3. Ante esta situación de excepcionalidad política e inestabilidad institucional, las fuerzas progresistas hemos de ofrecer unas certezas mínimas. Nuestro primer objetivo debería de ser mantenernos firmes en las posiciones de diálogo y conseguir, a través de las vías que reúnan consensos más amplios, que los dirigentes independentistas presos puedan volver cuanto antes a sus casas. Este es el primer reto de septiembre y el más urgente. Mucha gente no independentista puede rechazar el comportamiento político de los dirigentes independentistas, pero quiere desjudicializar el conflicto y además sabe que la excepcionalidad no puede alterar toda la discusión política ni alterar la convivencia. Debemos explorar todas las vías legales y pacíficas para alcanzar este objetivo cuanto antes, pero nosotros seguimos insistiendo en la necesidad de una reforma del Código Penal, en la que el legislativo aclare los límites de los delitos de rebelión y sedición, y ponga fin a interpretaciones discrecionales.

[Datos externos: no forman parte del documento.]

PR #1451, opened 2024-08-06
GO-2746: add export structure

AnastasiaShemyakinskaya:
https://linear.app/anytype/issue/GO-2746/export-structure

### DIFF
--- a/core/block/export/export.go
+++ b/core/block/export/export.go
@@ -55,8 +55,14 @@ import (
 const CName = "export"
 
 const (
-	tempFileName   = "temp_anytype_backup"
-	spaceDirectory = "spaces"
+	tempFileName              = "temp_anytype_backup"
+	spaceDirectory            = "spaces"
+	typesDirectory            = "types"
+	objectsDirectory          = "objects"
+	relationsDirectory        = "relations"
+	relationsOptionsDirectory = "relationsOptions"
+	templatesDirectory        = "templates"
+	filesObjects              = "filesObjects"
 )
 
 var log = logging.Logger("anytype-mw-export")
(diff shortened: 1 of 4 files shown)


core/block/export/export.go
```diff
@@ -519,15 +525,33 @@ func (e *export) provideMarkdownName(s *state.State, wr writer, docID string, co
...
+	dir := e.provideFileDirectory(blockType)
+	filename := filepath.Join(dir, docID+conv.Ext())
 	if spaceId == "" {
 		spaceId := pbtypes.GetString(st.LocalDetails(), bundle.RelationKeySpaceId.String())
 		filename = filepath.Join(spaceDirectory, spaceId, filename)
 	}
 	return filename
 }
 
+func (e *export) provideFileDirectory(blockType smartblock.SmartBlockType) string {
```
mcrakhman, line 538: call it just `fileDirectory` maybe? and then `fileName`?

core/block/export/export.go
```diff
@@ -519,15 +525,33 @@ func (e *export) provideMarkdownName(s *state.State, wr writer, docID string, co
 	return wr.Namer().Get(path, docID, name, conv.Ext())
 }
 
-func (e *export) provideFileName(docID, spaceId string, conv converter.Converter, st *state.State) string {
-	filename := docID + conv.Ext()
+func (e *export) provideFileName(docID, spaceId string, conv converter.Converter, st *state.State, blockType smartblock.SmartBlockType) string {
+	dir := e.provideFileDirectory(blockType)
+	filename := filepath.Join(dir, docID+conv.Ext())
 	if spaceId == "" {
 		spaceId := pbtypes.GetString(st.LocalDetails(), bundle.RelationKeySpaceId.String())
```
mcrakhman, line 532: Can it be the case that spaceId is nil? What happens here, why if spaceId == "" we do something completely different? Maybe It shouldn't be inside this function? Can you explain please?

mcrakhman (approved):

4. Después de años de bloqueo y de arrastrar unos presupuestos desde 2017, tenemos unos servicios públicos que se están degradando y una profunda desigualdad que fractura nuestra sociedad. La losa de la precariedad, la segregación y la falta de igualdad de oportunidades no pueden esperar y menos ante una coyuntura en que se asoma en el horizonte una nueva recesión. Por eso, Catalunya necesita unas cuentas que permitan avanzar en el blindaje de los derechos sociales, en más feminismo, y en la lucha contra la crisis climática. Nosotras estamos comprometidas con ser un dique de contención contra los recortes, pero si el Govern no da este giro y continúa en el desgobierno permanente, las elecciones serán irremediables.

5. Para terminar, quería referirme al tercer reto de septiembre, que tampoco puede esperar. El 27 de septiembre se producirá una huelga mundial por el clima, que en el Estado es convocada por más de un centenar de organizaciones y que tiene como objetivo exigir a las instituciones y las autoridades públicas que asuman su responsabilidad en la lucha contra la crisis climática. La juventud y los expertos están marcando el camino para que todas pongamos por delante el objetivo de salvar el planeta desde la colaboración y en un marco de soberanías compartidas: Europa, España, Catalunya y las ciudades, que son cada vez más protagonistas.

El conflicto no puede poner en pausa otros grandes retos que tenemos por delante.